:: Record extracts

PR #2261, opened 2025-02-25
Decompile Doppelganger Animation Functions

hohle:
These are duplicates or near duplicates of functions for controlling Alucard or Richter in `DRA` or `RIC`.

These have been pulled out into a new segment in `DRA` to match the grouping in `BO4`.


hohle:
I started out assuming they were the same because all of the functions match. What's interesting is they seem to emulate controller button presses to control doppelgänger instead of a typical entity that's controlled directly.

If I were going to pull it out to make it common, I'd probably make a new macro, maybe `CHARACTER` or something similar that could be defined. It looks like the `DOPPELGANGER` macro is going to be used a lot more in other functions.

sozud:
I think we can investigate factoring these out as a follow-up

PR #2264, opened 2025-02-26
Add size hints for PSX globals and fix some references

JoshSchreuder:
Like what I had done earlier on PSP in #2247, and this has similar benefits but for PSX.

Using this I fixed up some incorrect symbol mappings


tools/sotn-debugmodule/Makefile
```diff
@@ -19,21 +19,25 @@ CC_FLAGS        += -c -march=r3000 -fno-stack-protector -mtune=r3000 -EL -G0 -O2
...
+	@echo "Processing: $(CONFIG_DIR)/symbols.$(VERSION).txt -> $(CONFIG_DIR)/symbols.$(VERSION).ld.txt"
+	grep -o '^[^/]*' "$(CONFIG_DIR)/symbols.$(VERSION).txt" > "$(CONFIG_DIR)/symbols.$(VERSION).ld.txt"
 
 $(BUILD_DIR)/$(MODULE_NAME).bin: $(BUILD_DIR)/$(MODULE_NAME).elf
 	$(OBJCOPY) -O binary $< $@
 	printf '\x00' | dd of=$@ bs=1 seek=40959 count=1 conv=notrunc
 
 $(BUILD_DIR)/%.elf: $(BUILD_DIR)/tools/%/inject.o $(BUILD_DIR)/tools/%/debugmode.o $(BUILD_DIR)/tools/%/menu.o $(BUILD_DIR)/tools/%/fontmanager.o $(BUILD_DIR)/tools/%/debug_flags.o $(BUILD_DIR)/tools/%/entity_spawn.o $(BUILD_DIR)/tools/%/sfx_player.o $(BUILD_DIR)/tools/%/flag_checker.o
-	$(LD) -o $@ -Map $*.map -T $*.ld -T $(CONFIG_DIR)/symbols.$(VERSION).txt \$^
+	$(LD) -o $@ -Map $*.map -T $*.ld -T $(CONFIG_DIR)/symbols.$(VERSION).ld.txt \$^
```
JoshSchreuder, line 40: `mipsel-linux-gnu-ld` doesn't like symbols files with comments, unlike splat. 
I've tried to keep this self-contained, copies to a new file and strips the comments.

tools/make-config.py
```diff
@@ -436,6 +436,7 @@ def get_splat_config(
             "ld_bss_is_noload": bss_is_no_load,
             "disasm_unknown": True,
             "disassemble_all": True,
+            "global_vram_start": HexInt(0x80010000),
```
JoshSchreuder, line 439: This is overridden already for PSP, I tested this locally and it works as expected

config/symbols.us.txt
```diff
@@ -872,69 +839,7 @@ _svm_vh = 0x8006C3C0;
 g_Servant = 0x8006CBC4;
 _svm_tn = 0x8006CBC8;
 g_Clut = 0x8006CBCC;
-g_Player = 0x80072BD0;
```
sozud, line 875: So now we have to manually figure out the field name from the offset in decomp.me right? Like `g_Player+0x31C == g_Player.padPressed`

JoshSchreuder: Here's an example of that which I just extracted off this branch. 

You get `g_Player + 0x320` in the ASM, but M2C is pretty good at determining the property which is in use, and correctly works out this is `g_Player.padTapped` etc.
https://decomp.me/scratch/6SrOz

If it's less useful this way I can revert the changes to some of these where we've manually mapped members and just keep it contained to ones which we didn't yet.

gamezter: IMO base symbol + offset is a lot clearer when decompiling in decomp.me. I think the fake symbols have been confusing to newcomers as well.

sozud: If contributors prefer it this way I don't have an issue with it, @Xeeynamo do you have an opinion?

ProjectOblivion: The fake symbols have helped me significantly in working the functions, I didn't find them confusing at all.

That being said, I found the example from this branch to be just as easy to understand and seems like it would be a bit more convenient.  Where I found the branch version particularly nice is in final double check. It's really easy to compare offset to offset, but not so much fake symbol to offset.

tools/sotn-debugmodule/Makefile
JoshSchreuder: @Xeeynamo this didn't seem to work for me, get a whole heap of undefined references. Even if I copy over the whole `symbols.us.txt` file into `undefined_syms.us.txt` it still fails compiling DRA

::::
:: Record extracts

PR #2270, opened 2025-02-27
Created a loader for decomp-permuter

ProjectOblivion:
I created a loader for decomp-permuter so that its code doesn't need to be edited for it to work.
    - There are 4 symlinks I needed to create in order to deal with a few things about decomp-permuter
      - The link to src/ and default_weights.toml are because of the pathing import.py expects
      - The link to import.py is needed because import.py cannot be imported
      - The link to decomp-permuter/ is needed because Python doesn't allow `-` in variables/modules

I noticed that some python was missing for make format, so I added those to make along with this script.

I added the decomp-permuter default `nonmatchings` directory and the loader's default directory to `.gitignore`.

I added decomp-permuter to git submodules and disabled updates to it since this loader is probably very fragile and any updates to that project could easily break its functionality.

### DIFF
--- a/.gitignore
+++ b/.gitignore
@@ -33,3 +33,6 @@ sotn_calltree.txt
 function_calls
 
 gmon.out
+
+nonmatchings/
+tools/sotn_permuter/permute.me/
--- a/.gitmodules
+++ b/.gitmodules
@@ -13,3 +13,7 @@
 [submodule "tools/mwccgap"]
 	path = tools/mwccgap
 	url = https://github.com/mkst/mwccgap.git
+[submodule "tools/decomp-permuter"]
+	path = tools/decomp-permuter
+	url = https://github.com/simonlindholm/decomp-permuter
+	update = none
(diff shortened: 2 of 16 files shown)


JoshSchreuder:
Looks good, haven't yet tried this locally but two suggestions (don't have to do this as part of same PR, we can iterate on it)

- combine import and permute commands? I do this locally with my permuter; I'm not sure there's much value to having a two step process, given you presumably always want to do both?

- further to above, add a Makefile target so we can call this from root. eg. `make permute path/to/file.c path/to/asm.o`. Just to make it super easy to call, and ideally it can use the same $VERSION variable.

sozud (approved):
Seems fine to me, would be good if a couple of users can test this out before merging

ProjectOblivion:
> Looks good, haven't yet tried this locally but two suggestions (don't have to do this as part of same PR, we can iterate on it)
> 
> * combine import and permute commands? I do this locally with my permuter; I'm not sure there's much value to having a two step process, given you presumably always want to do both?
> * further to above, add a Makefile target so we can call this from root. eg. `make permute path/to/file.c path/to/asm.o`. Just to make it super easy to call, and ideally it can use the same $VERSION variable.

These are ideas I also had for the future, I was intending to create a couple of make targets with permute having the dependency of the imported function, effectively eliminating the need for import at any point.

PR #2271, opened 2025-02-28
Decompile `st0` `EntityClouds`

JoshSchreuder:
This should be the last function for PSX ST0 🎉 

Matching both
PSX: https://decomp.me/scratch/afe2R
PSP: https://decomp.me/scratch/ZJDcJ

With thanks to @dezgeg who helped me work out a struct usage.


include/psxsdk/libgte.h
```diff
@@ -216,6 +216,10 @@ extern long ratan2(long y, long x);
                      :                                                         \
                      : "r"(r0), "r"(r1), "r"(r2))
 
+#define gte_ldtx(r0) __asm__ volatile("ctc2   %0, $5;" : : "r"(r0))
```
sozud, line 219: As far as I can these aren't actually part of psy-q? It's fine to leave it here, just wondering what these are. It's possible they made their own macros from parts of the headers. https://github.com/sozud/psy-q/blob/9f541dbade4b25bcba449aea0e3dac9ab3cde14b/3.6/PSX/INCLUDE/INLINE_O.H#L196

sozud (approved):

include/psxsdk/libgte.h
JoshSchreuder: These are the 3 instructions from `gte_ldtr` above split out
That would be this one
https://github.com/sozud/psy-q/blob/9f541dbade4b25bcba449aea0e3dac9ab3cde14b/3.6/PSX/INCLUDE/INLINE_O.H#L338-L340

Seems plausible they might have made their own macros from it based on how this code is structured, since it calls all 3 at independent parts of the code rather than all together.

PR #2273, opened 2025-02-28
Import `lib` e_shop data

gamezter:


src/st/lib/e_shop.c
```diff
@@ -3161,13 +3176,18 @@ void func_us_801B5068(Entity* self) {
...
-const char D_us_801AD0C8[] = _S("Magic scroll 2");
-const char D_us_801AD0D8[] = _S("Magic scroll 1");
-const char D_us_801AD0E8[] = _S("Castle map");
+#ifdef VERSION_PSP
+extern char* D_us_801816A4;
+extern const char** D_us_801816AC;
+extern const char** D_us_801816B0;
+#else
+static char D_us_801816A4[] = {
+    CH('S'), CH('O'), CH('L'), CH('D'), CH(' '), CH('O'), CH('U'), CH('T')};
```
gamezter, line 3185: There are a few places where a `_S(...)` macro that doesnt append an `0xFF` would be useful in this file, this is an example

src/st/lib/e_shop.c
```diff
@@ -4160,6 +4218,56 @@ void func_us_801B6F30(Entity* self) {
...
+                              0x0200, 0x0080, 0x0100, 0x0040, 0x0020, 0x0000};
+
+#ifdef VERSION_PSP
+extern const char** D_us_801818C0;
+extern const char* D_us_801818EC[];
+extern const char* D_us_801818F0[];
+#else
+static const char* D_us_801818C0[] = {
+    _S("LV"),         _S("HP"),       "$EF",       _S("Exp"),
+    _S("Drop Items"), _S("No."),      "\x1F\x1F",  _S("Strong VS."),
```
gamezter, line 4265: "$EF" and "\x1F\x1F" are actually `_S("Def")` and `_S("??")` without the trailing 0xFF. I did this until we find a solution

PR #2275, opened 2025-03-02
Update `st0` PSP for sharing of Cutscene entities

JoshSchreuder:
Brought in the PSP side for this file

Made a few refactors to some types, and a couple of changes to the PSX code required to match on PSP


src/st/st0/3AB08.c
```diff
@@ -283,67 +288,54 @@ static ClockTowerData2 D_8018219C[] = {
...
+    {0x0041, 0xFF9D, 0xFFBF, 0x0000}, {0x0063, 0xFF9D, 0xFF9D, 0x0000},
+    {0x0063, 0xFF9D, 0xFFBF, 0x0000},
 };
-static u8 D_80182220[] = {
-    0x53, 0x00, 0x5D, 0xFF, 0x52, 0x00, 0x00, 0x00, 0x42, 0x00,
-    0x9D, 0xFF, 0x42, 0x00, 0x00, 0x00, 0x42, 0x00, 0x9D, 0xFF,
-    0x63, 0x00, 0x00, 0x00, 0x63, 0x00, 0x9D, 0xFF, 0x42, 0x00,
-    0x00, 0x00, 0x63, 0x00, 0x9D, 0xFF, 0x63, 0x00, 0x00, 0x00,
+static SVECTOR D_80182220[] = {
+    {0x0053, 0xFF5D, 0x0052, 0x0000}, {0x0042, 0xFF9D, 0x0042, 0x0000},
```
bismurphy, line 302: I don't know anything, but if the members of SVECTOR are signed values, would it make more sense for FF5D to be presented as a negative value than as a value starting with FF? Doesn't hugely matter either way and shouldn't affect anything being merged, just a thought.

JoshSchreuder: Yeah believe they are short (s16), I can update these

::::
:: Record extracts

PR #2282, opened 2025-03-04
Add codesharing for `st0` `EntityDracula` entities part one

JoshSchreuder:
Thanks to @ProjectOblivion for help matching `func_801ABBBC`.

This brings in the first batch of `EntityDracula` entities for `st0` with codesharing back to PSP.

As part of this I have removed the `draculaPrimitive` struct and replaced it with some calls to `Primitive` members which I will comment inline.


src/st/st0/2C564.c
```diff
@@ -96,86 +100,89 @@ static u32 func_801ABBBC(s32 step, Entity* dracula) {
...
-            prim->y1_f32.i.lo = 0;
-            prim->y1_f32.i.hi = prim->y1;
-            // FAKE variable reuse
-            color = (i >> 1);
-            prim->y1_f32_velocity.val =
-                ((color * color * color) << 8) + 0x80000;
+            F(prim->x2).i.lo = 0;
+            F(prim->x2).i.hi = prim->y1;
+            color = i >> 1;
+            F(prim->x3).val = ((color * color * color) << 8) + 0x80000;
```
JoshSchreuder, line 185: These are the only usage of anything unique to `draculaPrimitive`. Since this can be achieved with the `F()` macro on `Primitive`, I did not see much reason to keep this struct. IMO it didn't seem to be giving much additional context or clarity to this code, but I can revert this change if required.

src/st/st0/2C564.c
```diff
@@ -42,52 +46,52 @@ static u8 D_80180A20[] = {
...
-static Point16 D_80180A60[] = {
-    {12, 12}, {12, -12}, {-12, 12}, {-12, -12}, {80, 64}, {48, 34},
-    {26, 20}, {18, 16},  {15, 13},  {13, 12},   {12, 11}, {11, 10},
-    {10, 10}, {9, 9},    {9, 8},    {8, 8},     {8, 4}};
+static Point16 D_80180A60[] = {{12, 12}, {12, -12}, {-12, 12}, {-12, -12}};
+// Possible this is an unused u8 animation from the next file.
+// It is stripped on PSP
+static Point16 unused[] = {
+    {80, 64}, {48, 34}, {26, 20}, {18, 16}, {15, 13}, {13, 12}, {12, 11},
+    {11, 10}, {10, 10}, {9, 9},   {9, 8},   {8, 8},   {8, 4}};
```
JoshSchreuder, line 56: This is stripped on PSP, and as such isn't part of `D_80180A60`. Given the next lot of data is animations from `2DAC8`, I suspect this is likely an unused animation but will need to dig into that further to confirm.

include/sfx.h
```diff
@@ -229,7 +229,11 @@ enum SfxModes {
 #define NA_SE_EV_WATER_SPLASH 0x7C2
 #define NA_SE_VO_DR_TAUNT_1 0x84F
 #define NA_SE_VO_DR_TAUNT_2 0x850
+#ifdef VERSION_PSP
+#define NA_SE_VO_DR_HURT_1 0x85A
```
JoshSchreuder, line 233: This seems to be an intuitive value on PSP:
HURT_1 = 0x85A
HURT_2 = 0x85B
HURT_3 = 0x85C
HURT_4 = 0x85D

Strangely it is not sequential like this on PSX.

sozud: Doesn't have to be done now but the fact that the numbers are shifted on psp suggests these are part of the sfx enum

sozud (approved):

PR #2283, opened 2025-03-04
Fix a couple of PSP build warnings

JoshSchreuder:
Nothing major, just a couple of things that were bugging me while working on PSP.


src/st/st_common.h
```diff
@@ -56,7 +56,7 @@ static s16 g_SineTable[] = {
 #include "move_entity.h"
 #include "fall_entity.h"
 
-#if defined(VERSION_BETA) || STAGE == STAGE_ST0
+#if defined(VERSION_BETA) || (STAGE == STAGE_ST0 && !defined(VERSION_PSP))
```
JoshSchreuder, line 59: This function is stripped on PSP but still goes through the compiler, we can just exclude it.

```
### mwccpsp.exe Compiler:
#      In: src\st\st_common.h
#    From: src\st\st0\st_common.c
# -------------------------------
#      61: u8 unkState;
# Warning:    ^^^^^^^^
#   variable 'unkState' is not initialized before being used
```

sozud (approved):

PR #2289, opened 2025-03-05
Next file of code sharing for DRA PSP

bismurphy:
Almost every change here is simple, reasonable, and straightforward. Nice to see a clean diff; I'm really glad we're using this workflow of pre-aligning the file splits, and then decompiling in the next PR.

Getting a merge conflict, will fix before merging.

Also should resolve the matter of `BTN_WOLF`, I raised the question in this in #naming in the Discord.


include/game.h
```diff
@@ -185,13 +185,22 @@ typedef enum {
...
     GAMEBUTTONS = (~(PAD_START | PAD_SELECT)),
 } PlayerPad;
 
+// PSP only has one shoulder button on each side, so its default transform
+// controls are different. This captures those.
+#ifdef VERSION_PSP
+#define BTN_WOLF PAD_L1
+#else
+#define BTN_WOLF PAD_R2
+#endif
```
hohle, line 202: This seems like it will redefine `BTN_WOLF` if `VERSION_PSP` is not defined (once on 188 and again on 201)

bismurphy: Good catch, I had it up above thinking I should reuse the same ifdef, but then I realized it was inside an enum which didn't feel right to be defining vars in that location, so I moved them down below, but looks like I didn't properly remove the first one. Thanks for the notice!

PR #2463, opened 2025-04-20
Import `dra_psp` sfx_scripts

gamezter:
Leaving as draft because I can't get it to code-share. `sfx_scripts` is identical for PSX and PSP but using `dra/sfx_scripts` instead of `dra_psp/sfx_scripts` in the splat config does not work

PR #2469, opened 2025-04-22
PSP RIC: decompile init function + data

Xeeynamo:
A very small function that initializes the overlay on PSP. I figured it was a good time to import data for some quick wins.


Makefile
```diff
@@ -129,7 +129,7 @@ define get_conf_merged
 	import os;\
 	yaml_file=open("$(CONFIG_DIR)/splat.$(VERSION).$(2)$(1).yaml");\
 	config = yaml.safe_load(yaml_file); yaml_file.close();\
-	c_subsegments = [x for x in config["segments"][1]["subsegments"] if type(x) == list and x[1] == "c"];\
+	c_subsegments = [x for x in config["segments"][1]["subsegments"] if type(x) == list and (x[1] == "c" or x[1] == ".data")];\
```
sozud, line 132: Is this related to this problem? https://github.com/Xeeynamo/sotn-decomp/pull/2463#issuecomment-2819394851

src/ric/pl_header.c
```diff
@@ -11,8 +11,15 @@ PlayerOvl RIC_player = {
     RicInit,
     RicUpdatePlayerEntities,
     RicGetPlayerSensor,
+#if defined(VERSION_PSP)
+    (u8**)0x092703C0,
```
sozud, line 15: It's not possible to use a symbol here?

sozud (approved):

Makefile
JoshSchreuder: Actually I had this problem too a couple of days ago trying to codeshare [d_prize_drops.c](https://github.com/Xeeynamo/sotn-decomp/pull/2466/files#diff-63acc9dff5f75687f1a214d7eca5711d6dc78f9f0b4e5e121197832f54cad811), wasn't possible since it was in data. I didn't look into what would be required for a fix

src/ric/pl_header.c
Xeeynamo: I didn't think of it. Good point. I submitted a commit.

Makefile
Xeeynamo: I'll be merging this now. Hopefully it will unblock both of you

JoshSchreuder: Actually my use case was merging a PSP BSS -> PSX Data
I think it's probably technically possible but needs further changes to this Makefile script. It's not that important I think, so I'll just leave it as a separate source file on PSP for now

::::

# Task instructions:
Return each line in the records that holds the string "list".

# Solution for this task:
-	c_subsegments = [x for x in config["segments"][1]["subsegments"] if type(x) == list and x[1] == "c"];\
+	c_subsegments = [x for x in config["segments"][1]["subsegments"] if type(x) == list and (x[1] == "c" or x[1] == ".data")];\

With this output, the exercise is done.